__Prompt__:
Your task is to find every line in the records that holds the string "empty" and copy it.
▼▼▼
PR #215, opened 2021-04-14
Fixes for the new sent top level in cred defs and schema responses

nodlesh:

This submission fixes test issues introduced by aries-cloudagent-python PR #1080. Most tests will now pass, however I believe there is an issue/bug with DID Exchange send-request when a Public DID is used to establish the connection. Will need to talk to @sklump to determine. 
In the meantime this PR should be merged to fix the majority of tests.


swcurran (approved):
LGTM

Issue #174, opened 2021-03-02
Issue Credential V2 Test Development (Happy Path)


nodlesh:
Approach: https://app.zenhub.com/workspaces/von---verifiable-organization-network-5adf53987ccbaa70597dbec0/issues/hyperledger/aries-agent-test-harness/171

RFC: https://github.com/hyperledger/aries-rfcs/tree/master/features/0453-issue-credential-v2

PR #222, opened 2021-04-20
Present proof v2 test dev

nodlesh:
2 Working Indy formated Present Proof V2 test cases. 
Updated KGR for Acapy-full runset. 

Further work may need to be down to support JSON_LD etc. @TimoGlastra can assess and make recommendations when he works with it. 

The power of the Example tags to simplify the feature test definitions are shown here. One could change credentials types and credential formats in an example instead of a new test. There is a new tag (actually a renamed tag) `@CredProposalStart`, which was once the `@Indy` tag.  It denotes that when a credential is created as part of a test, that issue credential starts with a proposal. Without that tag, it would start with a request. 

This PR is related to #174


nodlesh:
I'm unsure if reclassifying the steps for V2 from 
`And "Bob" has an issued credential from <issuer> with <credential_data>`
to 
`And "Bob" has an issued credential with formats from <issuer> with <credential_data>`
is as clear as it should be. Any recommendations in contrast too `with formats` is welcome.

ianco (approved):
Looks good.  One question - is the backchannel_operations.csv file checked into github in two places?

nodlesh:
Yes, it is. One is generated, and one is moved for pushing into the agent container... I think. We can streamline that.

PR #224, opened 2021-04-29
KGR fixes for the new json-ld tests

ianco:


nodlesh (approved):
👍

TimoGlastra:
What are these KGR files? I'm still not sure what it does :-)

swcurran:
"Known Good Results".  The idea is that on the daily runs, we include tests we know will fail (since we do that) and we raise a GHA exception (triggering an email) whenever the run produces different results than in the KGR files.  That way, we are not notified when any given test fails -- only when the results change. 

Right now, we aren't sending any GHA messages after test runs, regardless of what happens in the test runs.

TimoGlastra:
Ah that's smart. I like it

PR #227, opened 2021-05-01
Fix summary results script and create GHA

ianco:


swcurran (approved):
Nice!  Is 45 after a good time to generate?  I would suggest about 6 hours offset from the running of the rest.

PR #236, opened 2021-05-14
fix: small error fixes for acapy-afgo interop

Moopli:
- fixed some environment variables that had dashes
- add leading / to a path in afgo backchannel, so urls are constructed
  correctly
- return empty string instead of dict in a stub that should return a string
- don't skip processing empty strings in utils/output_reader


nodlesh:
Hi @Moopli Would it be too much trouble to pull the afgo_backchannel changes in this PR? I'm working on a major refactor on the afgo_backchannel and those lines no longer exist anyway. I'll have a PR with an updated afgo_backchannel on Monday if that is ok.

ianco (approved):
▲▲▲
__Solution for this problem__:
- return empty string instead of dict in a stub that should return a string
- don't skip processing empty strings in utils/output_reader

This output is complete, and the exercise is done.